On October 3 1980, erev Succot, I was delivering festive greetings at the home of the Paris Ma’ariv correspondent, Tamar Golan. Her weekend houseguest, Aliza – wife of prominent Jerusalem film-maker, Micha Shagrir – asked Tamar if she needed anything for dinner. Tamar replied: “Perhaps a few figs.” Aliza and I took the lift down and walked together to the corner. I continued along the street, while Aliza turned into rue Copernic, towards the fruit shop opposite the synagogue. A few seconds later, she met her death.
The following morning, Prime Minister Raymond Barre publicly declared: “A bomb set for Jews killed four innocent Frenchmen.”
In fact, one was a Chinese waiter, another a Portuguese postman, the third was Aliza, and the fourth an “innocent” Frenchman. Forty-two worshippers were wounded inside the synagogue.
The motorbike bomb outside exploded at 6:38 pm. Thirty minutes later would have resulted in a massacre as over 200 congregants left at the end of the service.
President Giscard d’Estaing, who refused to return to Paris from a hunting weekend, was to lament in May 1981: “I lost my re-election at Copernic.”
The 1980 synagogue bombing launched two years of violence which I called “the antisemitism-terrorism nexus”, tabulating a list of 73 shootings and bombings of Jewish targets across western Europe, of which 29 were in France.

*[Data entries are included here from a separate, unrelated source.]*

PR #8009, opened 2025-07-12
Support code2 and alias in sheets

Eradev:
Fixes a crash when creating AKH block boosters.


forge-core/src/main/java/forge/card/CardEdition.java
```diff
@@ -555,6 +555,20 @@ public List<PrintSheet> getPrintSheetsBySection() {
             }
 
             sheets.add(sheet);
+
+            String code2 = this.getCode2();
```
tool4ever: Hmn, I don't think duplicating static data like that is a smart choice memory wise
shouldn't we have a global function that translates these back to the main code instead?

forge-core/src/main/java/forge/card/CardEdition.java
```diff
@@ -852,7 +852,10 @@ public CardEdition get(final String code) {
             }
 
             CardEdition baseResult = super.get(code);
-            return baseResult == null ? aliasToEdition.get(code) : baseResult;
+
+            return baseResult == null
+                ? aliasToEdition.get(code)
+                : baseResult;
```
Hanmac: why this extra lines?

Eradev: Removed. Force of habit.

Hanmac (approved):

forge-core/src/main/java/forge/item/generation/BoosterGenerator.java
```diff
@@ -64,6 +64,28 @@ private static PaperCard generateFoilCard(List<PaperCard> cardList) {
...
 
+    public static PrintSheet tryGetStaticSheet(String sheetName) {
+        if (staticSheetsCorrespondance.containsKey(sheetName)) {
+            return StaticData.instance().getPrintSheets().get(staticSheetsCorrespondance.get(sheetName));
+        };
+
+        String passedEdition = sheetName.split(" ")[0];
+        CardEdition realEdition = StaticData.instance().getEditions().get(passedEdition);
+
+        if (realEdition == null) {
```
tool4ever: is there even a use case where this can happen?
if we know this will just crash no point in doing it like this

Eradev: Don't know what I was doing there. Must've been drunk. Fixed.

PR #8014, opened 2025-07-12
Update scouring_swarm.txt

Fulgur14:


forge-gui/res/cardfolder/upcoming/eumidian_wastewaker.txt
```diff
@@ -9,6 +9,6 @@ SVar:DBSac:DB$ SacrificeAll | ValidCards$ Card.ChosenCardStrict | SubAbility$ DB
 SVar:DBDraw:DB$ Draw | NumCards$ X | SubAbility$ DBCleanup
 SVar:DBCleanup:DB$ Cleanup | ClearChosenCard$ True
 K:Encore:6 B B
-SVar:X:Count$ValidGraveyard Land.ChosenCard
+SVar:X:Count$ValidGraveyard Land.ChosenCard+!token
```
tool4ever: why do you think this is needed?

Fulgur14: A token land could be sacrificed, but it wouldn't count as a land card put into graveyard.

tool4ever: we are never truly adding a token to its final zone
I'd be interested if you can find a case where it matters that we don't wait for the responsible SBA instead

Fulgur14: OK then.

tool4ever (approved):

PR #8024, opened 2025-07-13
Fix Spacecraft type collision

tool4ever:


forge-core/src/main/java/forge/card/CardType.java
```diff
@@ -659,33 +659,36 @@ public void sanisfySubtypes() {
...
+        if (isBattle()) {
+            allowedTypes.add(Predicates.IS_BATTLE_TYPE);
         }
-        if (!isPlane()) {
-            subtypes.removeIf(Predicates.IS_PLANAR_TYPE);
+        if (isPlane()) {
+            allowedTypes.add(Predicates.IS_PLANAR_TYPE);
         }
+
+        subtypes.removeIf(t -> allowedTypes.stream().noneMatch(p -> p.test(t)));
```
Hanmac: `subtypes.retainAll(allowedTypes)`

?

tool4ever: doesn't exist like that ;(

I assume building it as Set\<String> would be more expensive

Hanmac: How about:

```java
        Predicate<String> remove = s -> true;
        if (isCreature() || isKindred()) {
            remove.and(Predicates.IS_CREATURE_TYPE.negate());
        }

        subtypes.removeIf(remove);
```

then you don't need to steam the allowedTypes when the Predicate can handle this?

Hanmac (approved):

PR #8031, opened 2025-07-14
Fix token generation in puzzles

### LINKED ISSUE #8026: Puzzle Mode is broken for any puzzle containing token generation
**Describe the bug**
As of the current build, any puzzle containing token generation (via the T: tag) will fail to load completely, with at least one half of the battlefield being empty due to the token creation error.

**To Reproduce**
1. Try playing e.g. Possibility Storm - Foundations 02 in Puzzle Mode.
2. See the puzzle fail to load.

**Expected behavior**
The puzzle should load and generate tokens correctly.

Eradev:
Fixes #8026


Hanmac:
i used `CardEdition.UNKNOWN_CODE` which uses the constant directly

Hanmac (approved):

Issue #8025, opened 2025-07-13
[Planar Conquest] Starting commanders and planeswalkers are chosen from promo sets


Agetian:
**Describe the bug**
Something must have broken over time in the Planar Conquest mode, since the starting commanders and planeswalkers are once again selected primarily from the promo sets, resulting in various alternative art and alternatively named planeswalkers being chosen instead of the actual core ones. This doesn't respect the art choice option as well, so, no matter whether you choose "original art" or "latest art", the choice will still be the same.

**To Reproduce**
1. On mobile Forge, start a new Planar Conquest.
2. Choose any plane.
3. Look at the choices for the commanders and planeswalkers. Many will come from SLD or from various promo sets.

**Expected behavior**
Ideally, this should respect the art preference option. Alternatively, it should at least provide the original art in English language so that it's easy enough to figure out what is what.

It began with four dead at Copernic and ended with nine machine-gunned in the rue des Rosiers Jewish quarter in August 1982.
It stopped as a by-product of Israel’s incursion into southern Lebanon to curb a wave of PLO terrorism. European terrorists at PLO training bases in the line of fire, fled home. Once repatriated, they used their expertise against banks, embassies and other targets. Jews were no longer their priority victims. Governments now cracked down. France’s VIGIPIRATE anti-terror agency crushed the extreme-left Action Directe, as was the fate of their German Bader-Meinhof/RAF and Italian Red Brigade ideological allies.
As Simon Wiesenthal would say: “What starts with the Jews never ends with them.”
For over 20 years many believed that Copernic was the work of neo-Nazis, but French intelligence long knew it as the Palestinian transplantation of the Middle East conflict to Europe and, in alliance with Europe’s extreme-left terror network, a war on Jewish targets.
In November 2010, while attending the Ottawa Inter-Parliamentary Coalition to Combat Antisemitism, I learned that in the federal court a few blocks away, a French extradition request had opened against Carleton University sociology professor, Hassan Diab – identified as a former PFLP-associate and prime suspect in the Copernic bombing.
A simple procedure that normally, between two friendly democracies, should have taken a few days,turned into a trial of the state of Israel.
Last week, three and a half years later, an appeal court ruled in favour of the judge’s decision and the Justice Minister’s endorsement for extradition, but Diab¹s legal team plan further delaying tactics through the Supreme Court. The Wiesenthal Centre has urged the French justice minister to impress on Canadian authorities the urgency of sending Diab for trial in Paris.
For 34 years, the survivors and the families of the victims have been awaiting justice. A Paris tribunal will finally bring them closure and draw the lessons of that dark period of terror for a new generation at a time of resurgent antisemitism and racist violence.
France once again confronts an “antisemitism-terrorism nexus”. Due to demographics, this is no longer a Middle East import, but based on a homegrown hatred.
When young European-born Muslim youth, recruited to jihad in Syria or in training camps in Pakistan, return home, western Europe will, again, learn that “what started with the Jews never ends with them”.